I need to treat my hives...reluctantly, but the good folks around here tell me I'm a fool if I dont. Its my first year, so Im on a wing anyway. Just want your opinions, which of the two have you found more favorable. Need to order tonight so thanks for any speedy replies. Thanks again. G


----------



## Jon B (Apr 24, 2013)

I haven't used Apistan since 2003 and it didn't work well back then. I used Apigaurd about three years ago and was happy with the results. Apigaurd is more work to treat with and requires at least two applications. There is also a new product out called Apivar that has had some good reviews. I also tried Hopgaurd this spring and it seamed to work well. Hopgaurd works best if you apply it three times, one week apart.


----------



## Andrew Dewey (Aug 23, 2005)

Talk with your state Apiarist to find out if Apistan is effective in your area. In many places mites have developed resistance to Apistan. And Apistan is known to have issues such as the accumulation of residues in your brood comb.
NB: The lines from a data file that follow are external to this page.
PR #6248, opened 2024-03-15
Add missing types to argument-parsers.ts

broadwaylamb:

### DIFF
--- a/lib/base-compiler.ts
+++ b/lib/base-compiler.ts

Apivar is the latest chemical approved to combat Varroa. It is widely used outside of the US and was used in the US prior to gaining approval. How long it will be effective against Varroa is unknown.

There is a vocal subset of beekeepers opposed to any sort of synthetic Varroa treatment. I want to belong to that camp and have some bees that are purported to no need miticides and I do not treat those bees. When testing indicates a need to treat in my bees that do get treatment I use one of the so called "soft" treatments - either an organic acid (MAQS) or Apiguard (thymol)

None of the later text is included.